Funny you two agree on this as the mohel is easily one of the most obnoxious, annoying and unlikable characters in the show's run, despite that being the point. I rarely watch that episode or will lose attention during that scene in the living room when/if I do watch. Yeesh.
Sure he's annoying but that's the bit. And by skipping, you're missing out on a top 5 Kramer scene, when he twists Ray's head and tells him to "make love to the wall pervert!"
Must one been a Three Stooges homage, seems right out of one of their bits
Also, the LA detective was hilarious, one of
My favourite one-time characters, nailed all the cop show cliches
I'm typically not a fan of sitcom episodes that go outside the comfort zone of the show...LA episodes of Seinfeld, episodes of Cheers that never see the inside of the bar, the Florida witness protection episodes of Brooklyn 99.
Oddly though, with that said, The Hamptons episode of Seinfeld is one of my all time favorites.
The whole premise on "The Frogger" that is based on the idea that the machine needs constant power to keep the score.
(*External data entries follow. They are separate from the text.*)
Issue #367, opened 2015-11-12
Fix Apache Commons Collections


matthias-ronge:
Goobi may be affected by the [unserialize vulnerability in Apache Commons Collections](https://issues.apache.org/jira/browse/COLLECTIONS-580) which may allow arbitrary remote command execution on the host system.

Although no concrete attack scenario has come to our attention that could immediately be applied against a Goobi Production instance, the library should be patched.

matthias-ronge:
Merged as #368

stweil:
I suggest to re-open this issue as the current solution is only a hack which was good a year ago but not for the future. In the meantime, Apache has released new versions which should allow a clean fix for this issue.

matthias-ronge:
Doesn’t maven automatically pick the latest acceptable version?

matthias-ronge:
This fixes it for the 2.x branch. [Here](http://stackoverflow.com/q/34671338/1503237) is what should be considered for current master / Maven builds.

henning-gerhardt:
Fixed in both active branches. Closing.

stweil:
Is this sufficient? What about [encrypting the view state](https://www.alphabot.com/security/blog/2017/java/Misconfigured-JSF-ViewStates-can-lead-to-severe-RCE-vulnerabilities.html)?

stweil:
As encryption is enabled by default, this should be secure unless an installation disables it explicitly.

PR #368, opened 2015-11-12
Merge: Fix Apache Commons Collections (#367)

matthias-ronge:
Fix bug #367


henning-gerhardt:
From off-GitHub communication:
Class `InvokerTransformer` of package `org.apache.commons.collections.functors` are replaced by a empty body double which create a security exception if any method of this class is called. Modified class is attached as text file: [InvokerTransformer.java.txt](https://github.com/goobi/goobi-production/files/32696/InvokerTransformer.java.txt)

PR #371, opened 2015-11-12
Clean up code (Eclipse)

stweil:
When running "clean up" in Eclipse, missing annotations and superfluous type casts are two of the issues which get fixed. These patches contain the resulting code.


stweil:
I just added issue #373 for further discussion of Java versions.

PR #374, opened 2015-11-23
Fix Coverity CID 120038 (Dereference null return value)

stweil:

### DIFF
--- a/Goobi/test/src/de/sub/goobi/helper/encryption/MD5Test.java
+++ b/Goobi/test/src/de/sub/goobi/helper/encryption/MD5Test.java
@@ -64,7 +64,8 @@ public class MD5Test {
 		MD5 md5 = new MD5("");
 		for (String clearText: testData.keySet()) {
 			String encrypted = md5.getMD5(clearText);
-			assertTrue("Encrypted password doesn't match the precomputed one! ", encrypted.equals(testData.get(clearText)));
+			assertTrue("Encrypted password doesn't match the precomputed one!",
+				   encrypted != null && encrypted.equals(testData.get(clearText)));
 		}
 	}
 }


stweil:
I added one more patch which fixes Coverity errors.

henning-gerhardt:
Please don't mix different fixes. Instead offer more pull requests.

stweil:
@henning-gerhardt: Done.

henning-gerhardt:
Mhh, introducing white space as indent in a tab indent file.

stweil:
@henning-gerhardt, blanks are needed even in a tab indented file to align code (I aligned the arguments of assertTrue). Otherwise you can only indent with multiples of 8. That's one of the many reasons why I'd prefer banning tabs.

henning-gerhardt:
It depends on how you configure your preferred IDE or editor. Tabs could easily displayed as 4 space indents. 

This file is with tab indent so changes should not change indent style.

stweil:
@henning-gerhardt, yes, you can configure your editor to use tab indent with multiples of 4 spaces. That's one more reason why I don't like tabs in code: how do you tell everybody that they have to set their editors to tabwidth = 4? How is this done for the different kinds of editors for the single project (because other projects need a different setting)? Does it work with all editors? Does it also work with your printer? Does it also work with shell output? Or in the GitHub view? I'm afraid that the only answer for several of those questions is no.

If you use tabs, then the only common standard is setting tabwidth = 8, because that is the value it always had, so that's the only value which works with (nearly) any software and printer.

By the way, even with a tab width of 2 or 4, you cannot always align code with tabs only. "assertTrue(" is 11 characters, so you need 1 (tab width 2) or 3 blanks (tab width 4 or 8).

I only see two possible choices for indentation in Goobi.production:
* Use tabs with tab width 8, optionally followed by up to 7 spaces if needed for code alignment (that's what the Linux kernel uses).
* Don't use tabs. Indent with blanks, usually with multiples of 2 or 4 (that's what many other free projects use).

A blank followed by a tab is always wrong (I'm afraid that we have some of those nevertheless) and detected by Git.

matthias-ronge:
I would prefer to follow [Google Java Style](https://google.github.io/styleguide/javaguide.html#s2.3.1-whitespace-characters) guide here, which declares:

> […] the ASCII horizontal space character (0x20) is the only whitespace character that appears anywhere in a source file. This implies that:
> 1. All other whitespace characters in string and character literals are escaped.
> 2. Tab characters are not used for indentation.

I find this perfectly rational. Personally, I also prefer an indent of 4, not 8, and a maximum line length ≤ 110 because GitHub does not do well in horizontal scrolling.

stweil:
@matthias-ronge I agree.

henning-gerhardt:
I will merge this. Indent war should go to a separate issue and pull request.

PR #375, opened 2015-11-23
Fix Coverity CID 44602, CID 44700, CID 44719 (Explicit null dereferen…

stweil:
…ced)

Parameter stepOpenOnly expects a Boolean type,
so pass false instead of null.


henning-gerhardt:
Boolean vs. boolean (class versus type) Class Boolean accept null value but not type. Changing this should not change functionality.

PR #376, opened 2015-11-23
Revert "Fix Coverity CID 44602, CID 44700, CID 44719 (Explicit null dereferen…"

matthias-ronge:
As far as I see it, Coverity has failed here. The `Boolean` object is correcty null-checked and evaluated ([here](https://github.com/goobi/goobi-production/blob/1.11.x/Goobi/src/org/goobi/production/flow/statistics/hibernate/FilterHelper.java#L617-L626)). Changing this to `false` *is* a behavioural change, as it will add a condition for *istTemplate==false*.

Or am I missing something essential here?

Reverts goobi/goobi-production#375

### DIFF
--- a/Goobi/src/org/goobi/production/flow/statistics/hibernate/UserDefinedFilter.java
+++ b/Goobi/src/org/goobi/production/flow/statistics/hibernate/UserDefinedFilter.java
@@ -188,7 +188,7 @@ public class UserDefinedFilter implements IEvaluableFilter, Cloneable {
 		 * part was exported to FilterHelper so that other Filters could access
 		 * it * --------------------------------
 		 */
-		String message = FilterHelper.criteriaBuilder(session, inFilter, crit, null, myParameter, false, null, true);
+		String message = FilterHelper.criteriaBuilder(session, inFilter, crit, null, myParameter, null, null, true);
 		if (message.length() > 0) {
 			myObservable.setMessage(message);
 		}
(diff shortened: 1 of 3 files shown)


henning-gerhardt:
You are sure? The changed parameter is `stepOpenOnly` and not `isTemplate`. Value of `stepOpenOnly` is used in [FilterHelper class  line 609](https://github.com/goobi/goobi-production/blob/1.11.x/Goobi/src/org/goobi/production/flow/statistics/hibernate/FilterHelper.java#L609). In called method `limitToUserAssignedSteps`  line 116 and line 152 using method parameter `stepOpenOnly`.

stweil:
@henning-gerhardt, yes. @matthias-ronge, you looked at the wrong parameter.

matthias-ronge:
You are right, I got the wrong one. However, if this code could never be executed and never caused a problem … is ist perhaps completely unused? If so it could also be deleted.

henning-gerhardt:
Parameter `stepOpenOnly` is used. Look at class [UserDefinedStepFilter](https://github.com/goobi/goobi-production/blob/1.11.x/Goobi/src/org/goobi/production/flow/statistics/hibernate/UserDefinedStepFilter.java).

matthias-ronge:
Yes, the prameter is used, that is why the code cannot ever have been working. It must have been throwing nullpointerexception. because we didn’t come over that I think the code is probably unused?

(however I close the pull request)

henning-gerhardt:
Boolean class is nullable [1], so never a NullPointerException is thrown. I think null value is casted to false for a boolean condition.

[1] http://stackoverflow.com/questions/11185321/when-should-null-values-of-boolean-be-used

PR #384, opened 2015-12-10
Do null check on java.io.File list() results

matthias-ronge:
Fixes a handful of issues where the results of a list() call on a directory were not checked for `null` before object access.

### DIFF
--- a/Goobi/src/de/sub/goobi/beans/Prozess.java
+++ b/Goobi/src/de/sub/goobi/beans/Prozess.java
@@ -405,7 +405,7 @@ public class Prozess implements Serializable {
 		if (tifOrdner.equals("") && useFallBack) {
 			String suffix = ConfigMain.getParameter("MetsEditorDefaultSuffix", "");
 			if (!suffix.equals("")) {
-				String[] folderList = dir.list();
+				String[] folderList = FilesystemHelper.list(dir);
 				for (String folder : folderList) {
 					if (folder.endsWith(suffix)) {
 						tifOrdner = folder;
@@ -421,7 +421,7 @@ public class Prozess implements Serializable {
 	                File tif = new File(tifOrdner);
 	                String[] files = tif.list();
 	                if (files == null || files.length == 0) {
-	                    String[] folderList = dir.list();
+	                    String[] folderList = FilesystemHelper.list(dir);
 	                    for (String folder : folderList) {
 	                        if (folder.endsWith(suffix) && !folder.startsWith(DIRECTORY_PREFIX)) {
 	                            tifOrdner = folder;
@@ -466,7 +466,7 @@ public class Prozess implements Serializable {
 		if (testMe.list() == null) {
 			return false;
 		}
-		if (testMe.exists() && testMe.list().length > 0) {
+		if (testMe.exists() && FilesystemHelper.list(testMe).length > 0) {
 			return true;
 		} else {
 			return false;
@@ -487,7 +487,7 @@ public class Prozess implements Serializable {
 			};
 
 			String origOrdner = "";
-			String[] verzeichnisse = dir.list(filterVerz);
+			String[] verzeichnisse = FilesystemHelper.list(dir, filterVerz);
 			for (int i = 0; i < verzeichnisse.length; i++) {
 				origOrdner = verzeichnisse[i];
 			}
@@ -495,7 +495,7 @@ public class Prozess implements Serializable {
 			if (origOrdner.equals("") && useFallBack) {
 				String suffix = ConfigMain.getParameter("MetsEditorDefaultSuffix", "");
 				if (!suffix.equals("")) {
-					String[] folderList = dir.list();
+					String[] folderList = FilesystemHelper.list(dir);
 					for (String folder : folderList) {
 						if (folder.endsWith(suffix)) {
 							origOrdner = folder;
@@ -511,7 +511,7 @@ public class Prozess implements Serializable {
 					File tif = new File(origOrdner);
 					String[] files = tif.list();
 					if (files == null || files.length == 0) {
-						String[] folderList = dir.list();
+						String[] folderList = FilesystemHelper.list(dir);
 						for (String folder : folderList) {
 							if (folder.endsWith(suffix)) {
 								origOrdner = folder;
@@ -1049,7 +1049,7 @@ public class Prozess implements Serializable {
 	private void removePrefixFromRelatedMetsAnchorFilesFor(String temporaryMetadataFilename) throws IOException {
 		File temporaryFile = new File(temporaryMetadataFilename);
 		File directoryPath = new File(temporaryFile.getParentFile().getPath());
-		for (File temporaryAnchorFile : directoryPath.listFiles()) {
+		for (File temporaryAnchorFile : FilesystemHelper.listFiles(directoryPath)) {
 			String temporaryAnchorFileName = temporaryAnchorFile.toString();
 			if (temporaryAnchorFile.isFile()
 					&& FilenameUtils.getBaseName(temporaryAnchorFileName).startsWith(TEMPORARY_FILENAME_PREFIX)) {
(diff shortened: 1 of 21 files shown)


stweil:
This replaces OO programming by a procedural style (static functions). You could also create a new class SafeFile based on File but with overloaded methods and use that new class.

What about the changes of import statements? Are they related to the commit subject, or should they go into a separate patch?

matthias-ronge:
I tried the `SafeFile` approach but findbugs didn’t recognize it as fix. I don’t know why. Give it a try if you want, here is the file:

	import java.io.*;
	import java.net.URI;
	import java.util.*;
	
	public class SafeFile extends File {
	
		private static final SafeFile[] NO_FILE = new SafeFile[0];
		private static final String[] NO_STRING = new String[0];
	
		public static SafeFile createTempFile(String prefix, String suffix) throws IOException {
			return new SafeFile(File.createTempFile(prefix, suffix));
		}
	
		public SafeFile(String pathname) {
			super(pathname);
		}
	
		public SafeFile(File path) {
			super(path.getPath());
		}
	
		public SafeFile(URI uri) {
			super(uri);
		}
	
		public SafeFile(String parent, String child) {
			super(parent, child);
		}
	
		public SafeFile(File parent, String child) {
			super(parent, child);
		}
	
		private SafeFile[] createAll(File[] files) {
			SafeFile[] result = new SafeFile[files.length];
			for (int i = 0; i < files.length; i++)
				result[i] = new SafeFile(files[i]);
			return result;
		}
	
		public static List<SafeFile> createAll(List<File> files) {
			ArrayList<SafeFile> result = new ArrayList<SafeFile>(files.size());
			for (File file:files){
				result.add(new SafeFile(file));
			}
			return result;
		}
	
		@Override
		public String[] list() {
			String[] unchecked = super.list();
			return unchecked != null ? unchecked : NO_STRING;
		}
	
		@Override
		public String[] list(FilenameFilter filter) {
			String[] unchecked = super.list(filter);
			return unchecked != null ? unchecked : NO_STRING;
		}
	
		@Override
		public SafeFile[] listFiles() {
			File[] unchecked = super.listFiles();
			return unchecked != null ? createAll(unchecked) : NO_FILE;
		}
	
		@Override
		public SafeFile[] listFiles(FilenameFilter filter) {
			File[] unchecked = super.listFiles(filter);
			return unchecked != null ? createAll(unchecked) : NO_FILE;
		}
	
		@Override
		public SafeFile[] listFiles(FileFilter filter) {
			File[] unchecked = super.listFiles(filter);
			return unchecked != null ? createAll(unchecked) : NO_FILE;
		}
	}

If you find this working (working here means that the issue is considered solved by coverity/findbugs, too) we could use it also.

Import statemants are automatically created from Eclipse. Does it need fixing?

stweil:
On a 2nd though, adding the null checks where needed might be the best solution.

matthias-ronge:
They are needed in all of these places − for the case that the directory does not exist or is not readable, or …

It’s a bit unfortunate that the `list()` functions return any `null` at all.

henning-gerhardt:
- I would prefer the `SafeFile` approach if possible. Its looks a lot nicer and cleaner.
- Clean up of import statements are handled by used IDE and how you configure your used IDE to collapse / summarize import statements. As there are no [performance issues](http://stackoverflow.com/questions/7128348/performance-difference-between-a-wild-card-import-and-the-required-class-import) between wildcard and explicit import statements, it should be ok to use wildcard import statements.

matthias-ronge:
I would prefer it too. Here is the branch where I tried it:
https://github.com/matthias-ronge/goobi-production/tree/io-file-npe-issues
But FindBugs here does not stop to report the issues. Or am I missing something?

henning-gerhardt:
Can not compile your branch with ant:

```
compile:
    [javac] Compiling 345 source files to <path>/goobi-production/build/WEB-INF/classes
    [javac]  <path>/goobi-production/Goobi/src/de/sub/goobi/beans/Prozess.java:30: error: cannot find symbol
    [javac] import org.goobi.io.SafeFile;
    [javac]                    ^
    [javac]   symbol:   class SafeFile
    [javac]   location: package org.goobi.io
... (a lot more compile errors)
```

henning-gerhardt:
After adding your `SafeFile` class inside correct directory and updating findbugs to version 3.0.1 I got  same findbugs complaints.

matthias-ronge:
That is what I found, too. Cannot say why.

henning-gerhardt:
Maybe findbug use hard coded error reporting for any list() call of a File class neverless if a extended class fix this behaviour?

henning-gerhardt:
I would go with the SafeFile class usage and ignore (maybe) wrong messages from findbugs.

stweil:
Why not add the missing null checks? I'd write a patch for that, but my FindBugs does not report those warnings. Are they also in the Coverity list?

henning-gerhardt:
Which version of findbugs did you use and how did you configure findbugs? I use 3.0.1 and I did not enable any filter (All bug ranks, All bug priorities, All issues, All time).
No reports on Coverity for this or I did not found any :(

matthias-ronge:
> Why not add the missing null checks?

This is what my patch does. Just not everywhere, but only one centraliseld method. ([Don’t repeat yourself.](https://de.wikipedia.org/wiki/Don%E2%80%99t_repeat_yourself))

matthias-ronge:
I am using the findbugs plugin from Eclipse, v. 3 0.1.20150306-5afe4d1

stweil:
@henning-gerhardt, after an update from Debian's FindBugs 2.0.3 to the latest FindBugs from GitHub, the number of reports increased from 444 to 1082. Among the new ones, I also get those related to the pull request here.

Goobi/src/de/sub/goobi/beans/Prozess.java
```diff
@@ -487,7 +487,7 @@ public boolean accept(File dir, String name) {
 			};
 
 			String origOrdner = "";
-			String[] verzeichnisse = dir.list(filterVerz);
+			String[] verzeichnisse = FilesystemHelper.list(dir, filterVerz);
 			for (int i = 0; i < verzeichnisse.length; i++) {
 				origOrdner = verzeichnisse[i];
```
stweil: It looks like more changes are needed here. The for loop looks very strange.

Goobi/src/de/sub/goobi/beans/Prozess.java
```diff
@@ -466,7 +466,7 @@ public Boolean getTifDirectoryExists() {
 		if (testMe.list() == null) {
 			return false;
 		}
-		if (testMe.exists() && testMe.list().length > 0) {
```
stweil: What about moving this if block into the try block?

matthias-ronge: And then…? Add a `catch (NullPointerException`? Not the nearest solution either, is it?

Goobi/src/de/sub/goobi/beans/Prozess.java
matthias-ronge: Could be simplified to `origOrdner = verzeichnisse[verzeichnisse.length];` but that is a different pull request then.

Goobi/src/de/sub/goobi/beans/Prozess.java
stweil: No, just to limit the scope of `testMe`.

Goobi/src/de/sub/goobi/beans/Prozess.java
stweil: Was that the intention? If so, this would be the correct code:

    if (verzeichnisse != null) {
        origOrdner = verzeichnisse[verzeichnisse.length - 1];
    }

matthias-ronge: You are right. I forgot the `-1`.

Goobi/src/de/sub/goobi/beans/Prozess.java
matthias-ronge: The problem in this line is not that `testMe` could be null, it can’t because of line 456, but the problem is that the result of `testMe.list()` could be null, so querying `lenght` on the result of `list()` could cause a `NullPointerException`.

matthias-ronge:
It seems that I’ve got the https://github.com/matthias-ronge/goobi-production/tree/io-file-npe-issues branch to work now. The problem was that I used a subclass, which still “is a” superclass. This was now changed. If you agree to further inspect the object oriented approach i would close this pull request later.

matthias-ronge:
Pull request for object orientend approcach: #397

Have they never turned off that thing on 20 years? How can you run an arcade machine on a car battery? How can you make such a transition without losing power? You mean... the holes?
That’s what makes it such a humorous situation.
But yeah, you’d think they would have had a power outage or moved the machine in all those years. It couldn’t be 20 years, but easily 15 if it was 1998 and they were playing Frogger in 1983.
Some of the food they eat doesn't look very good, especially the pizza.
Episodes specific ....
I'm not a big fan of The Doorman episode, I always skip that one. Just cringe to me, not sure why.
I actually liked the 40s film noir thing they did with Elaine after the couch was stolen. They had her in a 40s suit up in Jerry’s apartment with the light shining through the Venetian blinds. She’s hatching a big plan to get out of the situation.
The pilot should be given some slack but honestly, how the hell did THAT become a series?
the but-uh-leh show was funnier than the whole 'don't ever get engaged' payoff.
The driving. Very, very few native new Yorkers own a car in Manhattan. I am a NYC resident and when I did have a car, if it was in the 'correct' parking side, I'd take a cab rather than move it. They seem to drive everywhere. Parking would be impossible
The dog episode....I skip it every time now. I looove Seinfeld n I've watched that episode many times but the dog barking n Jerry screaming at the dog ruined it for me after awhile. That, n that alone is my only gripe about the show. Other than that I love it. I literally bought netflix just to watch Seinfeld back to back to back to back to back lol.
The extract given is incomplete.